Our new sign has been displayed at two Sequim Saturday Markets. It states our mission as “Neighbor helping Neighbor” in two specific ways; transportation and in-home help.
In June, Lois’s Legacy signed a contract with Catholic Community Services to provide more volunteers for their Port Angeles, Clallam County, based program. Perhaps you were not aware of this highly respected organization which helps low income elders and disabled adults stay in their homes for as long as is safely possible.
Volunteer drivers receive orientation and are covered by liability insurance to drive clients to the grocery store or medical appointments.
They can be reimbursed for mileage. Volunteers can also receive orientation to help people with housework, yard work, reading or any of the little things that become difficult to accomplish as one faces temporary or permanent set-backs.
Volunteers often say, “I get so much more from helping my neighbor than the service they get from me.” Lois’s Legacy members have a chance to support a program that could use more volunteers in Sequim. It gives our church new opportunities to reach people as close as next door with kindness, encouragement and practical help.
This is our first call for volunteers. You can call me for more information and also check out our website, created in March.
Contact us for information about receiving help or becoming a volunteer. Pauline Olsen, Chairperson Lois’s Legacy 683-4307.
Pauline Olsen, Founder and Chairperson Lois’s Legacy
Lois’s Legacy has moved Full Circle with Culture Change Movement
It started with a gift from my sister, Lois. She gave me Bill Thomas’s book with a strange title, What are Old People For? Pub. Vanderwyk & Burnham, 2004. I left it unread for many months until she urged me to read something by a medical doctor that was really different. Turns out this was about embracing aging and how elders will save the world!

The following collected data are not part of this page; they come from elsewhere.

PR #2138, opened 2022-01-05
Fix some invalid `msg_send!` usage

madsmtm:
Change a few types for more correct behaviour (e.g. using `bool` may be undefined behaviour, one should use `BOOL`).

The only critical thing here is the stuff in `unmark_text` (introduced in #2119), that part is certainly undefined behaviour, and will probably cause problems somewhere down the line.

### DIFF
--- a/src/platform_impl/macos/util/mod.rs
+++ b/src/platform_impl/macos/util/mod.rs
@@ -114,7 +114,8 @@ pub unsafe fn app_name() -> Option<id> {
 }
 
 pub unsafe fn superclass<'a>(this: &'a Object) -> &'a Class {
-    msg_send![this, superclass]
+    let superclass: *const Class = msg_send![this, superclass];
+    &*superclass
 }
 
 pub unsafe fn create_input_context(view: id) -> IdRef {
--- a/src/platform_impl/macos/util/mod.rs
+++ b/src/platform_impl/macos/util/mod.rs
@@ -40,10 +40,9 @@ impl IdRef {
         IdRef(inner)
     }
 
-    #[allow(dead_code)]
     pub fn retain(inner: id) -> IdRef {
         if inner != nil {
-            let () = unsafe { msg_send![inner, retain] };
+            let _: id = unsafe { msg_send![inner, retain] };
         }
         IdRef(inner)
     }
@@ -76,10 +75,7 @@ impl Deref for IdRef {
 
 impl Clone for IdRef {
     fn clone(&self) -> IdRef {
-        if self.0 != nil {
-            let _: id = unsafe { msg_send![self.0, retain] };
-        }
-        IdRef(self.0)
+        IdRef::retain(self.0)
     }
 }
 
@@ -118,8 +114,7 @@ pub unsafe fn app_name() -> Option<id> {
 }
 
 pub unsafe fn superclass<'a>(this: &'a Object) -> &'a Class {
-    let superclass: id = msg_send![this, superclass];
-    &*(superclass as *const _)
+    msg_send![this, superclass]
 }
 
 pub unsafe fn create_input_context(view: id) -> IdRef {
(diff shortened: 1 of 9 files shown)


src/platform_impl/macos/view.rs
```diff
@@ -442,7 +442,9 @@ extern "C" fn unmark_text(this: &Object, _sel: Sel) {
     unsafe {
         let marked_text: id = *this.get_ivar("markedText");
         let mutable_string = marked_text.mutableString();
-        let _: () = msg_send![mutable_string, setString:""];
+        let s: id = msg_send![class!(NSString), new];
+        let _: () = msg_send![mutable_string, setString: s];
+        let _: () = msg_send![s, release];
```
ArturKovacs, line 447: You probably know that `let _: () = ` can be written as `let () = `

But I understand that keeping consistency with the old stuff is probably better here.

ArturKovacs (commented):
Thank you for making these improvements.

There is one thing that bugs me. The fact that we have to write

```rust
my_objc_bool != NO
```

I know that it's necessary to compare against NO, but then we have a double negation for every single truthy check.

Here's an alternative:
```rust
trait BoolYeah {
    /// This is true when `self` is not `NO`
    /// 
    /// Note that this different from
    /// `self == YES`
    /// because YES is the value 1 but
    /// a BOOL may be any signed 8bit value
    fn yeah(self) -> bool;
    fn no(self) -> bool;
}
impl BoolYeah for objc::runtime::BOOL {
    #[inline]
    fn yeah(self) -> bool {
        self != 0
    }
    #[inline]
    fn no(self) -> bool {
        self == 0
    }
}
```

So that we can write

```rust
if window_has_focus.yeah() {
```

aloucks:
> `trait BoolYeah`

It would be more clear to have `is_true()` and `is_false()` instead of `yeah()` and `no()`.

ArturKovacs:
Just to throw another option into the mix, what about `truthy()` and `falsy()`? This naming comes from JavaScript.

maroider:
Maybe just a conversion, e.g. `.to_bool()`, would be good enough.

src/platform_impl/macos/util/mod.rs
```diff
@@ -118,8 +114,7 @@ pub unsafe fn app_name() -> Option<id> {
 }
 
 pub unsafe fn superclass<'a>(this: &'a Object) -> &'a Class {
-    let superclass: id = msg_send![this, superclass];
-    &*(superclass as *const _)
+    msg_send![this, superclass]
 }
```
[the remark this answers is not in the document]
madsmtm: `objc::runtime::Class` is equivalent to `objc_class`, not the typedef `Class` you're referring to. Yes, confusing.

Anyhow, I found these issues by using a modified version of [`objc`'s `"verify_message"` feature](https://docs.rs/objc/0.2.7/objc/#message-type-verification); I rewrote this because the `msg_send!` was returning `id`, which does not have the same encoding as `*const Class`.

So this is not a soundness-changing issue (because we convert the `id` to `*const Class` afterwards), though I think the code is clearer this way IMO.

We can also do:
```rust
let superclass: *const Class = msg_send![this, superclass];
&*superclass
```

src/platform_impl/macos/view.rs
madsmtm: Yeah, this was for consistency, though also because I find `let _: () = ` easier to parse.

src/platform_impl/macos/util/mod.rs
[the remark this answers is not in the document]
ArturKovacs: Yes, this one seems much better!

src/platform_impl/macos/view.rs
ArturKovacs: I really like `let () =`. I feel cheeky when I write it down.

ArturKovacs:
Alright, I'm looking forward to moving to your fork of objc then.

madsmtm:
> Alright, I'm looking forward to moving to your fork of objc then.

Thanks! Though intending to move to something else in the unknown future shouldn't be a blocker for adding `BoolYeah` now, just not something I'd want to do in this PR in any case.

ArturKovacs (approved):
Awesome!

Over the past 25 years, Dr. Thomas, founder of Eden Alternative, has shown ways to make nursing homes more like “home.”. The Green House Project is a revolutionary idea to design smaller bungalow style residences where people of all income levels needing skilled care can have private rooms and baths; companionship and home cooked meals. Nurses and therapists ring a doorbell. For a quick review of the scope of this project, see www.aplaceforMom.com/about
Lois in her Sequim home with her sister.
Fast forward to the present. Despite the efforts of Eden Alternative and many other dynamic leaders, thousands of care facilities are perfectly happy with the status quo of dedicated, overworked staff, long halls, shower rooms, noisy dining rooms and regimented care. Change will come only when and if the public demands it. Lois’s Legacy will continue to advocate resident directed, home like care.
In the meantime, those of us in the decades of life faced with needing help are looking for less expensive ways to “age in place” in our own homes. Village to Village national network is one way of organizing access to services like transportation, meals, home repair, caregivers etc. www.vtvnetwork.org ECHHO, in Port Townsend, WA offers similar services. www.echhojc.org
Lois’s Legacy is looking at existing resources in Sequim and how to link people to those services. Our mission is still the same but the focus has shifted from changing management styles to providing options for people to choose where and how to live with a little help from their community. Is Sequim ready for a village network?